Alabama seems unable to stop tinkering, ever more ghoulish, with the “machinery of death,” as Justice Harry Blackmun called capital punishment.
Lawyers for Mr. Smith are likely to object to this human experiment on the basis that it violates the Eighth Amendment’s proscription against “cruel and unusual punishments.” It is true that Mr. Smith’s lawyers appealed to the court for this method of execution. But that was only because of the twisted logic of the U.S. Supreme Court’s death penalty jurisprudence, under which condemned prisoners must plead for their preferred alternative methodof putting someone to death — and which Mr. Smith’s lawyers did after the nightmare of his failed lethal injection execution. He invoked nitrogen, the alternative available under Alabama statutes, a method the state enacted in March 2018 after the Hamm execution fiasco. But under the Supreme Court’s guidelines, the alternative must be not only “feasible” and “readily implemented,” but also one that “significantly reduces a substantial risk” of suffering.

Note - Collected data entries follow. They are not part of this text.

PR #9507, opened 2026-08-11
feat: grouped config params for Agent, Team and Workflow

ysolanky:
## Summary

Agent (117 init params), Team (121) and Workflow (28) have grown a repeated shape: clusters of related parameters that always travel together. This PR introduces grouped config objects for the cohesive clusters, without breaking the flat parameter surface.

New module `agno.config` with twelve config dataclasses and shared resolvers:

| Group param | Config | Absorbs | Classes |
|---|---|---|---|
| `session` | `SessionConfig` | `session_id`, `session_state`, `add_session_state_to_context`, `enable_agentic_state`, `overwrite_db_session_state`, `cache_session`, `enable_session_summaries`, `session_summary_manager`, `add_session_summary_to_context` | Agent, Team, Workflow (subset) |
| `history` | `Union[bool, HistoryConfig]` | `add_history_to_context`, `num_history_runs`, `num_history_messages`, `max_tool_calls_from_history`, `read_chat_history`, `read_tool_call_history`, `search_past_sessions`, `num_past_sessions_to_search`, `num_past_session_runs_in_search` | Agent, Team, Workflow (maps to `add_workflow_history_to_steps`/`num_history_runs`) |
| `storage` | `StorageConfig` | `store_media`, `store_tool_messages`, `store_history_messages`, `store_events`, `events_to_skip`, `store_executor_outputs` | Agent, Team, Workflow |
| `knowledge_config` | `KnowledgeConfig` | `knowledge_filters`, `enable_agentic_knowledge_filters`, `add_knowledge_to_context`, `knowledge_retriever`, `references_format`, `search_knowledge`, `add_search_knowledge_instructions`, `update_knowledge` | Agent, Team |
| `delegation` | `DelegationConfig` | `mode`, `respond_directly`, `determine_input_for_members`, `delegate_to_all_members`, `max_iterations`, `add_team_history_to_members`, `num_team_history_runs`, `share_member_interactions`, `add_member_tools_to_context`, `get_member_information_tool`, `store_member_responses`, `stream_member_events`, `show_members_responses` | Team |
| `parsing` | `ParsingConfig` | `parser_model`, `parser_model_prompt`, `output_model`, `output_model_prompt`, `parse_response`, `structured_outputs`, `use_json_mode` | Agent, Team |
| `reasoning` | `Union[bool, ReasoningConfig]` | `reasoning_model`, `reasoning_agent`, `reasoning_min_steps`, `reasoning_max_steps` | Agent, Team |
[...]

PR #9554, opened 2026-08-14
feat: make Team and Workflow constructors keyword-only

ysolanky:
## Summary

Makes `Team.__init__` and `Workflow.__init__` keyword-only, matching `Agent.__init__` which already is.

- `Team`: keyword-only after `members`, so `Team([agent_a, agent_b])` keeps working.
- `Workflow`: fully keyword-only.
- The internal `team/_init.py` initializer gets the same marker so the two signatures cannot drift.

**Why:** these constructors have 100+ parameters. With positional binding allowed, any parameter added mid-signature silently rebinds existing positional calls - e.g. a positional `True, 5` intended for `add_workflow_history_to_steps, num_history_runs` would bind to whatever new parameter lands in front of them, changing behavior with no error. Keyword-only turns that silent mis-binding into an immediate `TypeError`. This also unblocks inserting future parameters next to their related ones instead of appending them at the end forever.

**Impact:** technically breaking, intended for 3.0. Verified there are no positional call sites past `members` anywhere in the framework, cookbooks, or tests (mypy across the lib passes, plus a repo-wide grep). External code calling e.g. `Team(members, "some-id")` positionally will now fail loudly with an obvious fix.

## Type of change

- [ ] Bug fix
- [ ] New feature
- [x] Breaking change
- [x] Improvement
- [ ] Model update
- [ ] Other:

---

## Checklist

- [x] Self-review completed

---

## Additional Notes

- New tests pin the contract: `Team([m], "id")` and `Workflow("id")` raise `TypeError`; `Team([m])` and keyword construction are unchanged.
- Full `tests/unit/team` and `tests/unit/workflow` suites pass (1211 passed, 9 skipped).
- Extracted from #9507 so it can land independently of the grouped-config discussion; #9507 carries the same change and will merge cleanly on top.

### DIFF
--- a/libs/agno/agno/team/_init.py
+++ b/libs/agno/agno/team/_init.py
@@ -63,6 +63,7 @@ from agno.utils.string import generate_id_from_name
 def __init__(
     team: "Team",
     members: Union[List[Union[Agent, "Team"]], Callable[..., List]],
+    *,
     id: Optional[str] = None,
     model: Optional[Union[Model, str]] = None,
     fallback_config: Optional[FallbackConfig] = None,
--- a/libs/agno/agno/team/team.py
+++ b/libs/agno/agno/team/team.py
@@ -438,6 +438,7 @@ class Team:
     def __init__(
         self,
         members: Union[List[Union[Agent, "Team"]], Callable[..., List]],
+        *,
         id: Optional[str] = None,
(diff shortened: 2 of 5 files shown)


kausmeows (approved):
nice!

Under the Eighth Amendment, execution by nitrogen is surely unusual because it has never been used as a method of execution in this country or elsewhere, as far as we know. It is also likely to cause needless agony and suffering in the execution chamber. Plus, the threat of a second attempt at execution under circumstances of human experimentation is unconscionably cruel.
The recent track record in the federal courts is not comforting, though. The conservative supermajority at the Supreme Court, especially, has recently been lifting stays of execution imposed by the lower federal courts at a frightening pace, in unsigned opinions, without explanation. Their inexplicable behavior in death penalty cases has given rise to an alarming shadow docket. Some of the justices have become, if anything, the nation’s executioners.
Of course, that does not mean we can throw up our hands. Moments like these present an opportunity for the justices to step up and lead the country to a higher plane — to what the court, in its Eighth Amendment rulings, has so often called “the evolving standards of decency that mark the progress of a maturing society.” It is often at junctures like these that righteous magistrates come forward to resist inhumanity — like the Portuguese consul general in Bordeaux, France, Aristides de Sousa Mendes, who defied expectations and issued visas for refugees fleeing the country in June 1940, saving thousands of lives.
Let us hope that the justices exercise their license to practice in the ways exemplified by Sousa Mendes. Let us hope they demonstrate cleareyed analysis and prevent this human experimentation. In the meantime, it will fall on the rest of us to show the world that this is not what we stand for.
Bernard E. Harcourt is a professor of law and political theory at Columbia. He began his legal career representing people on Alabama’s death row and continues to represent people sentenced to death and life imprisonment without parole. He is the author, most recently, of “Cooperation: A Political, Economic, and Social Theory.”